Problem: Select, from the material below, each line with "github" in it.

::: Entries provided :::

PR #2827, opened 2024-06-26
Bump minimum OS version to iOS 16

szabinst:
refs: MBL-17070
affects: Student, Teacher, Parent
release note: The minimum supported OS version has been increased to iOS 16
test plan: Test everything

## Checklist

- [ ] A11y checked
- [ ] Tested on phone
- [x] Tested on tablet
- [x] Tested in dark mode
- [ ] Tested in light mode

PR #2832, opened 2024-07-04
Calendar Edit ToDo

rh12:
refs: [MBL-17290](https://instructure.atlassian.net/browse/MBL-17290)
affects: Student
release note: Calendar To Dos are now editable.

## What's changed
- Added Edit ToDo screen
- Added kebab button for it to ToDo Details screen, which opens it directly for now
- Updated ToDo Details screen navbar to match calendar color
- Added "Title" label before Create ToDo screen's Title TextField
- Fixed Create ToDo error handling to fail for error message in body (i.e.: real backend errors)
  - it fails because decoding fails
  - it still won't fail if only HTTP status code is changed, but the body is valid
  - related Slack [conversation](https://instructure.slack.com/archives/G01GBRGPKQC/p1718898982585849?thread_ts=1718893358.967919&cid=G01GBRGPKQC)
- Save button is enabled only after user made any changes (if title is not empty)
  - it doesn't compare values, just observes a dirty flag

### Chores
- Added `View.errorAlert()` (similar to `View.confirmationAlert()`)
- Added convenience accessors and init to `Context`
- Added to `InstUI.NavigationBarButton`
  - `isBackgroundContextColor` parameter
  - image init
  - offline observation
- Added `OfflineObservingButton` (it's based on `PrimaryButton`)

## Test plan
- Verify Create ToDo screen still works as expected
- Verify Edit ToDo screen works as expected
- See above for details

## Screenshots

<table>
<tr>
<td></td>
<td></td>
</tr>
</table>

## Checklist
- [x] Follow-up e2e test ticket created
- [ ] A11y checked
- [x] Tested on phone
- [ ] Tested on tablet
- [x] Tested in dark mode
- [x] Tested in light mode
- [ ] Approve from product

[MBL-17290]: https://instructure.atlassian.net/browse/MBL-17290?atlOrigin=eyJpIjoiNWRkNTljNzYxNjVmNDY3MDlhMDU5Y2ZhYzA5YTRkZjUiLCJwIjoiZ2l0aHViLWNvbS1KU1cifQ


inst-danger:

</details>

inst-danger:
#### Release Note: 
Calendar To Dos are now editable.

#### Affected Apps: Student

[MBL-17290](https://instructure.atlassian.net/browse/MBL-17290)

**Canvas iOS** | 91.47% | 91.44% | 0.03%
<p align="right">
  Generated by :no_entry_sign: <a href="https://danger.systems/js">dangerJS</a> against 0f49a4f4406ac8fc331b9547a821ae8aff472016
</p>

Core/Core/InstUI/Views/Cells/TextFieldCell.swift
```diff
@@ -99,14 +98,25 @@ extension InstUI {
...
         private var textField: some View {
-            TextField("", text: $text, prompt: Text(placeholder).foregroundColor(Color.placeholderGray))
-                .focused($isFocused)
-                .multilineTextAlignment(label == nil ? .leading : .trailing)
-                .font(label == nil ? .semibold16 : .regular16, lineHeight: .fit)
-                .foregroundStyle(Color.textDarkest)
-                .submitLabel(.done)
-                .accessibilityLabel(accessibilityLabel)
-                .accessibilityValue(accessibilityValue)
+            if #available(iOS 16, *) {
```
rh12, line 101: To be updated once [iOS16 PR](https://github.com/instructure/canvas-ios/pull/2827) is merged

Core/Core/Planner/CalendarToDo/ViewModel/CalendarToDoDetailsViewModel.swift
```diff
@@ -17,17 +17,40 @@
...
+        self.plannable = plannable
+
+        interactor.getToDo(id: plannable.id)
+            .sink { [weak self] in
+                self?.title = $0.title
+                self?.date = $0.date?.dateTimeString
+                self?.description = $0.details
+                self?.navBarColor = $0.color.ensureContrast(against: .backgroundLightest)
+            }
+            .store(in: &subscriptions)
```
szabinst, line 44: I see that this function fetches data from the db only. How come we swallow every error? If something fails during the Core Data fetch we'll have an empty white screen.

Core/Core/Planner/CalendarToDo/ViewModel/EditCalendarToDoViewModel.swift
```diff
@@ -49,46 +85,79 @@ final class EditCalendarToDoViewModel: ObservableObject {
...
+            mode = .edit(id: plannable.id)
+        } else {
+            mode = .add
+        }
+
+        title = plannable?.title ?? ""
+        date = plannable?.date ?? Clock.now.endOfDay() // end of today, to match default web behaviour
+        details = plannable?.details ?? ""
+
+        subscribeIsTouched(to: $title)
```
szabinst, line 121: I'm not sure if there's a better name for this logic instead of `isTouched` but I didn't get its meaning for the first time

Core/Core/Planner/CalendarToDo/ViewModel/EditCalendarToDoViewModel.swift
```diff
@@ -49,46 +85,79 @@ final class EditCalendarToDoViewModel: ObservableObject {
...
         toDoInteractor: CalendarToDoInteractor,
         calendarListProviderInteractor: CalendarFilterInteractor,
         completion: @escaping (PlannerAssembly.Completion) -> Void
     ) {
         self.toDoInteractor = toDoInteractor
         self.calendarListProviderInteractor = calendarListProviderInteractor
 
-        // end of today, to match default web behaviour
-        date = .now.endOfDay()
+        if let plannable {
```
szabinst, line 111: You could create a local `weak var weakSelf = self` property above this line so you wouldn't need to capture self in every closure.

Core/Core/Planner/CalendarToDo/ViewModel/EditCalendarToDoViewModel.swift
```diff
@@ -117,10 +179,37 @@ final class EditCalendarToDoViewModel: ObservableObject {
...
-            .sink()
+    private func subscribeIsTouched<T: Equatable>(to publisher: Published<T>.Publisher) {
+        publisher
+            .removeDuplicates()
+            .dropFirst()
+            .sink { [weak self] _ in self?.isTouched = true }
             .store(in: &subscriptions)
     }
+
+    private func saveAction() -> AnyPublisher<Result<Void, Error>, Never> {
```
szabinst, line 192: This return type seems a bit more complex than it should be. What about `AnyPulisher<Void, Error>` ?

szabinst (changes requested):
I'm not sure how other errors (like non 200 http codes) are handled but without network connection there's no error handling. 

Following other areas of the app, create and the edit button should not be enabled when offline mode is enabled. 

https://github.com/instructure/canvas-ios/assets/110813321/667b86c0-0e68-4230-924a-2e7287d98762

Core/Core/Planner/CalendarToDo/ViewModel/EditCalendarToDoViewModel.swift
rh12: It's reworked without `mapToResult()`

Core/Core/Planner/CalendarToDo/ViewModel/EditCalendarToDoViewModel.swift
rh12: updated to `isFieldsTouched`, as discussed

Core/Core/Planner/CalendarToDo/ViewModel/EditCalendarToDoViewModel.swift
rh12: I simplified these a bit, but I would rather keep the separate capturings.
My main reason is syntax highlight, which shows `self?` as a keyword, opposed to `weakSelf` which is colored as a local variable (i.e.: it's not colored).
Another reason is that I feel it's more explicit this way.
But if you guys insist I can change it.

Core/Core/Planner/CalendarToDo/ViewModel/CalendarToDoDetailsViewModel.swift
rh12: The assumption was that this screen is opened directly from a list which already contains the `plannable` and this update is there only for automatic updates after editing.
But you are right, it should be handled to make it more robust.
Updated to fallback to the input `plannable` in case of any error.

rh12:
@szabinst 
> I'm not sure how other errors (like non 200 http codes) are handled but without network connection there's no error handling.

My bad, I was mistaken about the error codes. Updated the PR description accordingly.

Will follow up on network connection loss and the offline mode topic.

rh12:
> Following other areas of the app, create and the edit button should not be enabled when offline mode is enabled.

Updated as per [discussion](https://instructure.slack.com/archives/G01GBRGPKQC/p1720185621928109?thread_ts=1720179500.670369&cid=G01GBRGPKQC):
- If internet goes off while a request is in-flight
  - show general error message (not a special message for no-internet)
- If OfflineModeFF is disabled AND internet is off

:::

Response below:
rh12, line 101: To be updated once [iOS16 PR](https://github.com/instructure/canvas-ios/pull/2827) is merged
https://github.com/instructure/canvas-ios/assets/110813321/667b86c0-0e68-4230-924a-2e7287d98762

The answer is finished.